Abschließend rät sie mir noch, direkt nach der OP die mir verschriebenen Schmerzmittel einzunehmen. Viele Patienten zögerten dieses hinaus und nähmen sie erst, wenn es richtig wehtue. Die Sorge ist bei mir unbegründet, ich nehme schnell viel. Denn viel hilft viel. Das gilt insbesondere bei hochgradig dosierten verschreibungspflichtigen Schmerzmitteln. Wer damit schon einmal den Versuch des Suizids unternommen hat, wird das wissen. Oder eben auch nicht.

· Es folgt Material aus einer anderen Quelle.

PR #400, opened 2017-04-21
Adding Magento's EQP to build

romainruaud:
This PR embeds the Magento's marketplace EQP check (https://github.com/magento/marketplace-eqp) to the build.

It also contains two fixes to perform the build without error with a severity level of 10 (the minimum level to be published on the marketplace).

We could consider fixing all the other warnings shown for lower severity level later. Let me know.

### DIFF
--- a/.travis.yml
+++ b/.travis.yml
@@ -16,6 +16,8 @@ cache:
     - $HOME/.composer/cache
 
 script:
+    - vendor/bin/phpcs --config-set installed_paths vendor/magento/marketplace-eqp/
+    - vendor/bin/phpcs --standard=vendor/magento/marketplace-eqp/MEQP2 --severity=10 src/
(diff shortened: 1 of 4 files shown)


romainruaud:
Well that's kinda strange, Travis does not seem to be able to install magento/marketplace-eqp ...

But this worked perfectly on my personal build : https://travis-ci.org/romainruaud/elasticsuite/jobs/224354367

Maybe the Magento repo is down for now... I will take a look on this one later.

afoucret:
You can not have a successful build when changing the .travis.yml file.

This is a security policy of Travis to avoid disclosure of secrets (Magento authentication can be stolen if you append `echo $MAGENTO_USERNAME` or `echo $MAGENTO_PASSWORD` during the build). 

I will merge this one.

PR #407, opened 2017-04-25
Fixing autocomplete refactoring.

romainruaud:
Your refactoring was causing a fatal error because of using a non existent variable.


romainruaud:
I added one more commit : the argument name to inject the proper collection on the DI was not the same as used in the object.

romainruaud:
I added another one : the attributes provider was not using the ProductCollection provider, so the facets for attributes were not added to the collection and therefore not displayed.

PR #417, opened 2017-05-04
Feature optimizer preview

romainruaud:
Hello @afoucret ,

let me know about this one.

It was quite hard to inject conditionnally the optimizers because of the existing plugin who does it on a very low-level (on the QueryBuilder).

Maybe we could consider moving this plugin elsewhere which could allow me to write smaller piece of code for this feature.

Let me know


afoucret:
Merge have been reverted because UI is not polished enough.

Issue #409, opened 2017-04-26
Question: How to translate "Search terms" in autocomplete?


shazul:
Magento Version : CE 2.1.6
ElasticSuite Version : 2.3.0
Environment : Developer and Production

This is actually a question, and probably not a bug:
I've been unsuccesfully trying to translate the block titles in the autocomplete results: **Search terms, Products, Categories**.

I have tried adding them to my theme csv translations file (dictionary.csv) which is where I think they should be. Just to try I also addes them to the js translation (No success). Please excuse me if I'm just doing something wrong, I just can't figure out how to translate those "words".

romainruaud:
Hello,

I can confirm this one is a bug, I am not able to get the translations working properly in my testing environment either.

We will try to provide a fix soon. 

Best regards

romainruaud:
The ```translate="true"``` node was missing into the DI for the "Search terms" title.

But the other have this tag and does not get translated properly either.

I think that the ```ŧranslate="true"``` into Magento DI has no effect : they are not using in the core.

I asked Magento how this is supposed to work : https://github.com/magento/magento2/issues/9411

But I guess we will have to refactor slightly this part. 

We keep you in touch

afoucret:
PR merged

PR #437, opened 2017-06-01
Fixing the way the translations of the autocomplete  are built.

romainruaud:
This is a fix for #409


romainruaud:
I updated the PR : injecting the block's titles via layout instead of DI allow us to have them properly translated.

So imho this is better now.

PR #454, opened 2017-06-20
Fixed issue with "is one of" rules not working.

oliverde8:
is One of rules are of input type string, but should still use a TERMS query.


oliverde8:
Thanks,

Issue #450, opened 2017-06-12
Can we add custom sort ordering for product attribute option values ?


vipingarg12:
Hi Support,

We need to add custom sort ordering in results. How we can do that ? Currently sorting working on attribute option id.

Magento version: 2.1.1
Elastic Version: 2.1.1
Elastic Suite Version: 1.2.0

Thanks,
Vipin

romainruaud:
Hello @vipingarg12 

You just have to set any attribute you want to sort on, as "Used For Sorting in Product Listing".

![selection_315](https://user-images.githubusercontent.com/15340849/27033775-1895c858-4f7b-11e7-9427-7e16431a4a1a.png)


This is standard Magento's behavior and we are actually keeping it functional.

Best regards. I close the issue, do not hesitate to reopen it if you have any other question.

vipingarg12:
We need to sort ordering on option values. for example Color is attribute and values are Red, Green, Blue then when we sort it should sort by alphabetically.  So Blue, Green, Red results should come.

I hope you understand the problem. Default magento sort gives results based on option id not alphabetically.

romainruaud:
Sorry but I do not get it.

What do you want to sort ? The options inside the filter ? Or the products ?

vipingarg12:
I wants to sort products collection on category page. Go to below page and sort by color

http://custom.pratikshajewelry.com/diamond.html

romainruaud:
Ok I got it.

You are right, when using a select-based attribute for sort, the optionId is used, instead of the option label.

I reopen the issue, we will try to provide a fix for this one.

Regards

mautz-et-tong:
We have the same Problem on Integer Attributes.
We have set up an attribute "alt_position" type integer and the frontend is sorted by value_id not by the value itself.
We use Magento 2.1.7
Smile 2.3.5
Elastic 2.4.5

afoucret:
PR have been merged into branch 2.3.x

andros89cy:
Hello vipingarg12,

Are you a magento developer?

Thanks

jeremy-donson:
**  Has this customizable sorting issue been addressed?  **
I have great ideas, and want great options!  :D 
I can fix it solo, but would prefer to have this be a github enhancement for our planet.

vishal-magento360:
@vipingarg12  did you get any solution for this ? I am also experiencing same issue.

manishgoswamig:
[...]

PR #463, opened 2017-07-05
Ensure sort order is set on option text field for attributes using so…

romainruaud:
…urce.

This is a fix for #450 

See my comment explaining the problem : https://github.com/Smile-SA/elasticsuite/issues/450#issuecomment-307786591

Imho, this fix is sufficient for 2.3.x branch.

But we should consider refactoring a bit the way we handle field name mapping in the collection for the next 2.4.x release. What I have in mind would be a FieldNameMapperInterface or something like this, which could handle these operations, and we could inject into the collection but also everywhere else we need to access the mapping (virtual categories, search API, and so on...) instead of duplicating a dirty "mapFieldName" function everywhere.

Let me know,

### DIFF
--- a/src/module-elasticsuite-catalog/Model/ResourceModel/Product/Fulltext/Collection.php
+++ b/src/module-elasticsuite-catalog/Model/ResourceModel/Product/Fulltext/Collection.php
@@ -99,11 +99,6 @@ class Collection extends \Magento\Catalog\Model\ResourceModel\Product\Collection
     private $originalPageSize = false;
 
     /**
-     * @var \Smile\ElasticsuiteCore\Helper\Mapping
-     */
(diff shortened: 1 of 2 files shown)


romainruaud:
@afoucret any new about this one ?

romainruaud:
PR Updated : 

- inject proper field name for attributes directly via addSortFilterParameter

- little change to prepareSortOrder function : 

previously, the $sortField was erased because it was recomputed from $attribute even if found in _productLimitationFilters. 

This was leading to the following issue : first "option_text_manufacturer" was properly pulled from _productLimitationFilters, but then overwritten by mapFieldName($attribute) where $attribute is the "real" attribute code without the "option_text_" prefix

Ansonsten freue ich mich auf ein entspanntes Wochenende und die zwei Wochen nach der OP, die ich krankgeschrieben sein werde. Achja, was sehr wahrscheinlich geschehen wird: die Bildung eines Hämatoms. Das könne zu einer Blaufärbung und Schwellung meiner Hoden führen, aber ich müsse mir da keine Sorgen machen. Da platze dann auch nichts. Und natürlich wird im seppolog darüber berichtet werden, ob mein Hoden ein Schrumpfhoden wird oder lediglich blau und geschwollen.

Ich wünsche uns ein angenehmes Wochenende!